WHAT YOU SHOULD DO - Gather each line containing the string "javaValue" from these entries.

DATA TO PROCESS -

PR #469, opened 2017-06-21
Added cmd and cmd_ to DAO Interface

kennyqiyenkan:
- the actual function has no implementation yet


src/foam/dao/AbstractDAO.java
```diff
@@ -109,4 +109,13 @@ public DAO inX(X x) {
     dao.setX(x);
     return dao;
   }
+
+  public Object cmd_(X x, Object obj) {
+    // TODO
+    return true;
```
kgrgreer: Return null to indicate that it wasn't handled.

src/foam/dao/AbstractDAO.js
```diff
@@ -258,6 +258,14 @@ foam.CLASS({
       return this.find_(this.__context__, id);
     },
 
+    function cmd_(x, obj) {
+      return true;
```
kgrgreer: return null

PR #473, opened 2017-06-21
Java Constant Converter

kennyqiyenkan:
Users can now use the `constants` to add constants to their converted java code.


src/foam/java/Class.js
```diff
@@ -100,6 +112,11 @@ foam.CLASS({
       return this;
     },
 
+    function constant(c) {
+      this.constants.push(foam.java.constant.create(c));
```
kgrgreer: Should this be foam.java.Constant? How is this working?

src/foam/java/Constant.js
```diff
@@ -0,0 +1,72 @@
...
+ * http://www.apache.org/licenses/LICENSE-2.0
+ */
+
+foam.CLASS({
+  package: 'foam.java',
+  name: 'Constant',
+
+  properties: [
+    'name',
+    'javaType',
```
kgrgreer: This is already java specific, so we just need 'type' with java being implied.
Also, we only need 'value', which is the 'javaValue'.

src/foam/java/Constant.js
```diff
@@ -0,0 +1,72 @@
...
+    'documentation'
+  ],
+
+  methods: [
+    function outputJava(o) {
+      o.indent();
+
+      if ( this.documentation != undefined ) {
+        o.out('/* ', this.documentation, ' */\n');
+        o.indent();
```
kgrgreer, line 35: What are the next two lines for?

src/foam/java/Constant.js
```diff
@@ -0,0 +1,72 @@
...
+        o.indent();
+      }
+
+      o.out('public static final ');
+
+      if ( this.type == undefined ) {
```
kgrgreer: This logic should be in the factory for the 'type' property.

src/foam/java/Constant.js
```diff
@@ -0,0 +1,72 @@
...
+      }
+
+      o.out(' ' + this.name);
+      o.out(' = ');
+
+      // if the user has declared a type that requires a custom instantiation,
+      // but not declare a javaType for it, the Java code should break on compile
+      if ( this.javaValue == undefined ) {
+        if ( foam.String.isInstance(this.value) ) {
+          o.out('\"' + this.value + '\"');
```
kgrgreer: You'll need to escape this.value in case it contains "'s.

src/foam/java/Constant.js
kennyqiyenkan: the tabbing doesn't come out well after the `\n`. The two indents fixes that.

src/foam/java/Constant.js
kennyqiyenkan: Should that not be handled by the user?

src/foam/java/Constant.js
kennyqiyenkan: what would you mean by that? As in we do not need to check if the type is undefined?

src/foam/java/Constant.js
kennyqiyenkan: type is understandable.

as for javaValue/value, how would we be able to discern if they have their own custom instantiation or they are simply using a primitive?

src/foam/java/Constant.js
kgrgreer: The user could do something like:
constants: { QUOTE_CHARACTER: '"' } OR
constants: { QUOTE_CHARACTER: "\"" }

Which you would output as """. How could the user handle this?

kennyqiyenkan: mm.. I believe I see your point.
---
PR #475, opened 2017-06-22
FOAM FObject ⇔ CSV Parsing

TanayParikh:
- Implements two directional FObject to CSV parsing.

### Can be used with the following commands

SOLVED PROBLEM -
Also, we only need 'value', which is the 'javaValue'.
+      if ( this.javaValue == undefined ) {
as for javaValue/value, how would we be able to discern if they have their own custom instantiation or they are simply using a primitive?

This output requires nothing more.